In November, 2013, Health & Human Services Secretary Kathleen Sebelius announced new regulations that once again seek to provide coverage for mental health services at the same level as coverage for medical issues.
- Theoretically, this should eliminate separate deductibles, out of pocket limits, and limitations on coverage for mental health services. The specifics of the mental health regulations are spelled out here–206 pages! However, it remains to be seen whether there are loopholes or whether the regulations will be evenly enforced. A provision of the ACA that limited annual out of pocket limits has already allowed exceptions through 2014 for policies that use “more than one benefits administrator,” which often applies to pharmacy and mental health benefits. Mental health benefits should be excluded from these exceptions on out of pocket limits, but we’ll have to wait and see how the regulations are enforced.
- Exclusions to mental health parity (verbatim from healthcare.gov) include:
- Plans offered by small employers that are self-insured (these are plans that don’t buy insurance from an insurance company, but pay for employees’ health care costs themselves; they may use a health insurance company to manage claims and payments)
- Plans offered by employers that can show the federal government that the parity requirements have caused such a significant increase in plan costs that they qualify for a one-year exemption
- Plans offered by state and local government employers that are self-insured and choose not to apply the parity requirements, as long as they properly notify the federal government
- Plans that are grandfathered (generally those that have not changed their plan terms since March 2010)
- Retiree-only plans
- If catastrophic policies remain in effect (see above), then mental health benefits are unlikely to be covered at all in these policies.
To underscore the uncertainty regarding mental health parity, I quote healthcare.gov: “Do job based plans include mental health parity protections? Some of them do.”
A key provision of Obamacare (ACA) is that individuals with preexisting conditions, physical or mental, cannot be denied the opportunity to purchase health insurance. Further, those with preexisting conditions cannot be required to pay higher premiums and policies cannot be cancelled.
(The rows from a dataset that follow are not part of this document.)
PR #1676, opened 2019-09-19
[single] Thread safety bug fix - @open sesame 09/19 18:24

kparichay:
Added bug fix for thread safe usage
Single shot API use single handle lock for making all its API call thread safe
However, the call to close the API destroys the handle itself making the
call to close not thread safe
Added a global lock to make closing of handles thread safe

**Self evaluation:**

### DIFF
--- a/api/capi/src/nnstreamer-capi-single-new.c
+++ b/api/capi/src/nnstreamer-capi-single-new.c
@@ -40,16 +40,32 @@
  */
 #define SINGLE_DEFAULT_TIMEOUT 3000
 
+/**
+ * @brief Global lock for single shot API
+ * @detail This lock ensures that ml_single_close is thread safe. All other API
+ *         functions use the mutex from the single handle. However for close,
+ *         single handle mutex cannot be used as single handle is destroyed at
+ *         close
+ * @note This mutex is automatically initialized as it is statically declared
+ */
+G_LOCK_DEFINE_STATIC (magic);
+
 /** Convert time in millisecond to timespec format */
 #define MSEC_TO_TIMESPEC(ts, msec) do { \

- This is good news for individuals who previously sought mental health care and were subsequently denied the opportunity to purchase health insurance because of their “preexisting condition.” You can no longer be denied the opportunity to purchase health insurance! And your marketplace health insurance policies can’t raise premiums or cancel policies if you decide to use your mental health benefits or become seriously ill, which was a risk with individual policies in the past.
One final relevant point about Obamacare and mental health coverage: To quote healthcare.gov: “Can I keep my current mental health provider? Possibly.”
- If you’ve ever invested time, money, and energy into mental health care, then you know that “providers” are not interchangeable! The therapist or psychologist you’ve been working with knows you, your history, challenges, and strengths. Starting over is not a small thing. As insurance companies are managing costs, they are “containing” their networks, i.e., fewer providers are included in-network. This does not mean that you can’t see a therapist or psychologist that is “out-of-network,” but you may pay more out of pocket than with in-network providers. And in-network providers often agree to accept lower reimbursement, which may dilute the quality of care.
In summary, Obamacare is intended to make mental health care affordable and accessible to every American citizen. However, such an ambitious goal is going to have bumps along the way and soundbites don’t accurately describe the reality. If you have comments, questions, or additional insights, please share!